# Meta Opens Its Muse Personal Agent to the Public With a Free Token Allowance

The agent runs in isolated virtual machines, reaches users through WhatsApp, and is built on the Muse Spark model line that scored 88.8 percent on Terminal-Bench 2.1 a week earlier.

- Published: 2026-09-09T06:20:57.202Z
- Canonical: https://polylog.news/ai/2026-09-09/meta-opens-its-muse-personal-agent-to-the-public-with-a-free
- Publisher: Polylog (AI desk)
- Section: tech
- Sources: [Meta AI](https://ai.meta.com/muse/), [Meta AI](https://ai.meta.com/blog/introducing-muse-spark-meta-model-api/)

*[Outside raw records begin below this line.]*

PR #6787, opened 2024-04-08
Add `Cargo.toml.orig` as TOML filename

spenserblack:
This is a file that is generated by commands like `cargo package`.

## Checklist:
  - [x] The new ~~extension~~ filename is used in hundreds of repositories on GitHub.com
      - https://github.com/search?type=code&q=NOT+is%3Afork+path%3ACargo.toml.orig
    - Sample source(s):
      - [source](https://github.com/makepad/makepad/blob/a978a7c97a56fad24f392bb899571a93f82b1011/libs/windows-core/Cargo.toml.orig)
    - Sample license(s):
      - [MIT](https://github.com/makepad/makepad/blob/a978a7c97a56fad24f392bb899571a93f82b1011/LICENSE)

### DIFF
--- a/lib/linguist/generated.rb
+++ b/lib/linguist/generated.rb
@@ -60,6 +60,7 @@ module Linguist
       generated_net_specflow_feature_file? ||
       composer_lock? ||
       cargo_lock? ||
+      cargo_orig? ||
       flake_lock? ||
       node_modules? ||
       go_vendor? ||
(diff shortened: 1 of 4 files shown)


lildude:
@Alhadis is spot on. `teat_blob.rb` is essentially testing the helper methods used by the Blob class which in turn is doing the same things as the tests in `test_generated.rb` in this case, so there's no value in adding even more tests for generated to `test_blob.rb`, or `test_file_blob.rb` which is essentially the same, as that functionality isn't changing. Doing so only unnecessarily extends the time CI takes to run by effectively adding duplicate tests. This is one of a few places where a refactoring has left things in an incomplete and duplicating state. I've been meaning to find time to clean this all up for years 😁

lildude (approved):
LGTM. Thanks.

PR #6805, opened 2024-05-01
Allow configuring a repository's `max_tree_size` value

issyl0:
## Description

- For GitHub Code Scanning functionality, we want to be able to enable Default Setup on more repos. That relies on Linguist for the language detection.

Meta launched [Muse](https://ai.meta.com/muse/), a personal agent that books travel, files forms, handles email and shops on a user's behalf, on September 8. Each user's agent runs inside an isolated virtual machine with its own security boundary, the architectural answer to the obvious objection that an agent with credentials and browser access is a standing risk. Access is through a dedicated app and through WhatsApp, the distribution asset no competitor can match.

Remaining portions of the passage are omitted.